## [WHAT IS BEING ASKED]
Only one stretch of the listing below is wanted. Give it again exactly, from the line with "classes.size() > 1);" through the line with "the @Test annotation)".

━━━ DATA TO EXAMINE ━━━

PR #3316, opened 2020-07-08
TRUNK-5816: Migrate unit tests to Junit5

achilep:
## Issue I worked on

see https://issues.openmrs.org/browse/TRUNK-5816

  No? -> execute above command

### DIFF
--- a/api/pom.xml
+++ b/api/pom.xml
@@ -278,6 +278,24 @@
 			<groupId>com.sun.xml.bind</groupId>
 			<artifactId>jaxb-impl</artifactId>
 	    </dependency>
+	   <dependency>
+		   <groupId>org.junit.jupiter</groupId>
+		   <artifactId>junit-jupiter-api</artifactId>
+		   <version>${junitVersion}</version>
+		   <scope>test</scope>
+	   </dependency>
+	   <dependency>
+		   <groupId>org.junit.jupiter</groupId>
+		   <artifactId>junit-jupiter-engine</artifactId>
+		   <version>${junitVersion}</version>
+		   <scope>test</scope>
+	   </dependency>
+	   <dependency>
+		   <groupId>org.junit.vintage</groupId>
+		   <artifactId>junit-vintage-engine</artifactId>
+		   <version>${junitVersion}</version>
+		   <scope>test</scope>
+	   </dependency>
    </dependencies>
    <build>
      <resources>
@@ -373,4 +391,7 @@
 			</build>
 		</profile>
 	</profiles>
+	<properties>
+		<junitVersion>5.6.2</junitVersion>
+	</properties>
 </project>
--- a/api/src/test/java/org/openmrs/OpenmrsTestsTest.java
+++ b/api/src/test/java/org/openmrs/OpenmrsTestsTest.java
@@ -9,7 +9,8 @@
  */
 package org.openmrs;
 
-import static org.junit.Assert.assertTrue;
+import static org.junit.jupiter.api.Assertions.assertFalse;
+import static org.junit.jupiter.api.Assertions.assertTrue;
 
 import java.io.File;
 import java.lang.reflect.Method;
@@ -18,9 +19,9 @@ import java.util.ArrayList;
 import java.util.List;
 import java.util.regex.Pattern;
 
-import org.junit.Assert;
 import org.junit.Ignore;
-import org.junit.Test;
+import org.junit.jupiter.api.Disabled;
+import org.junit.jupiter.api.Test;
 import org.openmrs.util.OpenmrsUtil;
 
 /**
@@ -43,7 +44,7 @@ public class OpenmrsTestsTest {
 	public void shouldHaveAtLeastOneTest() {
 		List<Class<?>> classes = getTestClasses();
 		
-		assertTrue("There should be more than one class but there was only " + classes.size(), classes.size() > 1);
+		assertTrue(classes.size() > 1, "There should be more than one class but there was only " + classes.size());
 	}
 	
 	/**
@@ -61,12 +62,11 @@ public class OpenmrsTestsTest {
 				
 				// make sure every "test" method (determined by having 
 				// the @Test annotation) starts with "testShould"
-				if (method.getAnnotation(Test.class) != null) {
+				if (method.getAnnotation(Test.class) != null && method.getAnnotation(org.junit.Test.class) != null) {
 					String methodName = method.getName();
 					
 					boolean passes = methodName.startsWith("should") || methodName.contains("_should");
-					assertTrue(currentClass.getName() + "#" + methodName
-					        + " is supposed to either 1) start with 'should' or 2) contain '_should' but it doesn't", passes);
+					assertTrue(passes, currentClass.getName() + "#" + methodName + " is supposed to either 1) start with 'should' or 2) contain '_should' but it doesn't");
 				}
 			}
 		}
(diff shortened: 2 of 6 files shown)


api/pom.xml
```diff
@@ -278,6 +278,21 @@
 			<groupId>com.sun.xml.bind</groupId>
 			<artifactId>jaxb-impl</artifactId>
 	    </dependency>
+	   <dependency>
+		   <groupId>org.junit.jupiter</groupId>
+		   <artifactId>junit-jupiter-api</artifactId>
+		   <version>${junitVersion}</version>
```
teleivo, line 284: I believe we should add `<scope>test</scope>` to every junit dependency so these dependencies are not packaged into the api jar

━━━

## [ANSWER TO THIS EXERCISE]
-		assertTrue("There should be more than one class but there was only " + classes.size(), classes.size() > 1);
+		assertTrue(classes.size() > 1, "There should be more than one class but there was only " + classes.size());
 	}
 	
 	/**
@@ -61,12 +62,11 @@ public class OpenmrsTestsTest {
 				
 				// make sure every "test" method (determined by having 
 				// the @Test annotation) starts with "testShould"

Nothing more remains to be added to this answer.